The remediation we recommended and helped implement replaced real-time graph traversal with pre-computed visibility maps stored in PostgreSQL. A background worker, triggered by new uploads and repository synchronisation events, computed the set of uploads visible from each commit and stored these associations in an indexed table. The computation itself still required graph traversal, but it ran asynchronously, outside the request path, with configurable resource limits and retry logic. The worker processed the commit graph incrementally: when a new upload arrived, it only needed to compute visibility for commits that were descendants of the upload's commit, not the entire graph. This incremental approach meant that even for repositories with millions of commits, the per-upload computation was proportional to the number of new commits since the last computation, not the total repository size.

Query-Time Performance

At query time, determining which uploads were visible from a given commit became a simple indexed lookup: SELECT upload_id FROM commit_visibility WHERE commit_hash = $1. This query executed in under a millisecond regardless of repository size, because the work of traversing the commit graph had been amortised across the background computation. The query path no longer allocated memory proportional to the commit graph, no longer consumed CPU proportional to the graph's depth, and no longer presented an attack surface that scaled with repository size. The system's worst-case query performance became its average-case performance: constant time, constant memory.

There were engineering subtleties in the implementation. The background worker needed to handle merge commits correctly—in a repository with frequent merges, the commit DAG is not a simple chain but a complex graph where visibility sets must be computed as the union of visibility sets from all parent branches. The worker also needed to handle force-pushes, where commits that were previously reachable become unreachable, requiring visibility entries to be invalidated. We implemented this as a mark-and-sweep process: the worker maintained a "dirty" flag on commits whose visibility might be stale, and periodically recomputed visibility for dirty commits in topological order.

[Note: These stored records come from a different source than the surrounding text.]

PR #69, opened 2015-10-01
Improve benchmark 2

rgiordan:
This gets down to 40s (relative to 20s for the May version on my computer).  There is still a lot more memory allocation going than in May, though, so hopefully more of this to come.

### DIFF
--- a/bin/benchmark.jl
+++ b/bin/benchmark.jl
@@ -22,11 +22,11 @@ function small_image_profile()
     elbo, elbo_time
 end
 
-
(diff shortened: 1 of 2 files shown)


jeff-regier:
3x improvement! How come all the NumType stuff is necessary now? (I don't think I had anything like that before.)

jeff-regier:
Oh, because of all the DualNumbers stuff now, right?

rgiordan:
Yep, because of the DualNumbers.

The broader principle is one we emphasise in every application security engagement: unbounded computation in the request path is a vulnerability, full stop. It does not matter whether the computation is a graph traversal, a regular expression match, a recursive descent parse, or a database query with no result limit. If an attacker can select an input that causes the computation to consume resources proportional to some unbounded parameter, they can deny service. The fix is always the same in structure: move the expensive computation out of the request path, pre-compute results where possible, and ensure that query-time operations have bounded, predictable resource consumption. The commit graph visibility system is a particularly clean example of this pattern, but we see variations of the same vulnerability in nearly every system that processes graph-structured or tree-structured data at user-controlled scale.